Mayflower I also got from Seed Saver's Exchange years ago. It is a pole bean, cutshort, small pod. Round, except for the typical cutshort indentation on 1 or 2 sides. Off white with a very beautiful "star" splash on the hilum side edging toward one side or the other, that is a beautiful shade of red, and stays red in all stages of dry.
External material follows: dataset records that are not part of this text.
PR #698, opened 2018-11-18
[usdMaya] Importing instances.

### LINKED ISSUE #142: maya plugin: support export and import of instances
@spiffmon just called to my attention that the maya plugin does not currently support export/import of instances (in issue #141).  I'm making this ticket to track progress.  

do you know of any incompatibilities between Maya's and USD's implementations of instancing which would make this task more difficult?

sirpalee:
### Description of Change(s)
The PR fixes #142, by adding new instance modes to usdImport. Since recreating the exported Maya hierarchy during import is non-trivial, I'm providing three modes when importing instances. "As Transform" ignores the instances and creates a transform only (this is the old behaviour), "Flatten" where the meshes are de-instanced, but the resulting hierarchy is close to Maya's and "Build Sources" where we create the non-deterministic Masters generated by USD.

The PR is not finished yet, it's missing tests, and the code handling the creation of an instance could be moved to a utility module. Before fixing that, it would be good to figure out if we are happy with the current modes or want anything more. An interesting challenge is to recreate the hierarchy from the USD file, which is mostly possible, but finding the "real" master of the scene is non-deterministic.

### Fixes Issue(s)
#142

### DIFF
--- a/third_party/maya/lib/usdMaya/importCommand.cpp
+++ b/third_party/maya/lib/usdMaya/importCommand.cpp
@@ -70,6 +70,9 @@ UsdMayaImportCommand::createSyntax()
     syntax.addFlag("-ar",
                    UsdMayaJobImportArgsTokens->assemblyRep.GetText(),
                    MSyntax::kString);
+    syntax.addFlag("-im",
+                   UsdMayaJobImportArgsTokens->instanceMode.GetText(),
+                   MSyntax::kString);
     syntax.addFlag("-md",
                    UsdMayaJobImportArgsTokens->metadata.GetText(),
                    MSyntax::kString);
--- a/third_party/maya/lib/usdMaya/jobArgs.cpp
+++ b/third_party/maya/lib/usdMaya/jobArgs.cpp
@@ -559,6 +559,14 @@ UsdMayaJobImportArgs::UsdMayaJobImportArgs(
                 UsdMayaJobImportArgsTokens->shadingMode,
                 UsdMayaShadingModeTokens->none,
                 UsdMayaShadingModeRegistry::ListImporters())),
+        instanceMode(
+            _Token(userArgs,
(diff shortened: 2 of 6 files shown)


jtran56:
Filed as internal issue #USD-4922.

sirpalee:
@spiffmon @sunyab Any feedback regarding the currently implemented modes before I move on adding tests?

c64kernal:
Hey @sirpalee  -- here's the feedback from our sets team:

Some notes on functionality:

- Should the masters be organized under a group in Maya so that they don't clutter the root (since they will show up in the Outliner)?

-  The code invis's the masters when it creates the instanced duplicates; why not just invis the masters to begin with, when they're created?

- Perhaps the nicest behavior would be to just delete the masters (instead of just invis'ing them) in Maya once we have made all the instanced duplicates (since Maya does implicit instancing with no need for explicit masters anyways) -- this has the effect of making it so that a Maya scene exported with instances should get imported back the same (modulo some shape names). If we deleted the masters at the end of import, then the other two bullet points above are moot.

Some nits on style:

- Suggestion that the type _PrimReaders to be something more descriptive, e.g., _PrimReaderMap.

- Do we want the tokens AsTransform, BuildSources, etc. to be lowerCased or UpperCased? UpperCased matches the capitalization for the assemblyRep parameter, but unfortunately assemblyRep is a bit of an outliner if you look at all the export options, which use lowerCased tokens.

Thanks again!

sirpalee:
Hey @c64kernal thanks for the feedback! Deleting the masters after importing sounds like the right thing to do, I'll get on that right now, and tackle the two remaining points as well.

c64kernal:
Closing this out as development for the Maya USD plugins moved to https://github.com/Autodesk/maya-usd. Please resubmit in that repo for future development.

PR #702, opened 2018-11-22
[Houdini] Fix for compilation errors caused by missing iostream includes.

marktucker:
Include iostream where std::cout or std:cerr are used, and remove using
declarations for these classes in files where they are not used.

These errors showed up trying to build this library against Houdini 17.4.84.
Presumably caused by some combination of include cleanup in the Houdini
and USD baselines.


jtran56:
Filed as internal issue #USD-4939.

PR #710, opened 2018-12-01
[Usd] Send stage notification change on mute

superfunc:
### Description of Change(s)
It seems like this notification should also get sent during mute/unmute operations.
I ran into this while writing some widgets that need to respond to layer muting, and was surprised it wasn't firing.


jtran56:
Filed as internal issue #USD-4950.

PR #717, opened 2018-12-07
[Usdview] Query available formats for Open

superfunc:
### Description of Change(s)
This uses #532 to query the available formats for the open dialog in usdview. This is useful for external consumers of USD who have file format plugins for legacy or otherwise external formats.

### DIFF
--- a/pxr/usdImaging/lib/usdviewq/appController.py
+++ b/pxr/usdImaging/lib/usdviewq/appController.py
@@ -2267,13 +2267,19 @@ class AppController(QtCore.QObject):
             t.PrintTime('tear down the UI')
 
     def _openFile(self):
-        (filename, _) = QtWidgets.QFileDialog.getOpenFileName(self._mainWindow, "Select file",".")
+        extensions = Sdf.FileFormat.FindAllFileFormatExtensions()
+        fileFilter = "USD Compatible Files (" + " ".join("*." + e for e in extensions) + ")" 
+        (filename, _) = QtWidgets.QFileDialog.getOpenFileName(
+            self._mainWindow,
+            caption="Select file",
+            dir=".",
+            filter=fileFilter,
+            selectedFilter=fileFilter)
+
         if len(filename) > 0:
-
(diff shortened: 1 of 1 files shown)


jtran56:
Filed as internal issue #USD-4973.

pxr/usdImaging/lib/usdviewq/appController.py
```diff
@@ -2267,13 +2267,19 @@ def _cleanAndClose(self):
             t.PrintTime('tear down the UI')
 
     def _openFile(self):
-        (filename, _) = QtWidgets.QFileDialog.getOpenFileName(self._mainWindow, "Select file",".")
-        if len(filename) > 0:
+        extensions = Sdf.FileFormat.FindAllFileFormatExtensions()
+        fileFilter = "USD Compatible Files (" + " ".join("*." + e for e in extensions) + ")"
```
spiffmon: @superfunc - my cincern here is that if the list of supported types is long, the .usd* native types might get lost at the end.  Can you flatten the set to a list and pull the usd types out to the front?

pxr/usdImaging/lib/usdviewq/appController.py
```diff
@@ -2355,6 +2361,9 @@ def _reopenStage(self):
         QtWidgets.QApplication.setOverrideCursor(QtCore.Qt.BusyCursor)
 
         try:
+            # Pause the stage view while we update
+            self._stageView.setUpdatesEnabled(False)
+
```
spiffmon: Unrelated change, but I understand why you bundled it 8-)

pxr/usdImaging/lib/usdviewq/appController.py
superfunc: Yeah good note.

pxr/usdImaging/lib/usdviewq/appController.py
superfunc: :)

I'm not sure if this is an F1 or an F2. I think it's an F1. The seed it grew from was a good twice as large as a normal Mayflower seed.

Hybrid Phaseolus vulgaris Beans are so rare that I don't know what crossing does to the seed that results from the cross. I do have several kinds of bumblebees, several wasps, yellowjackets that enjoy stinging, wild honeybees, hoverflies, horseflies, deer flies, hummingbirds, and other assorted critters that visit flowers, including some rare butterflies.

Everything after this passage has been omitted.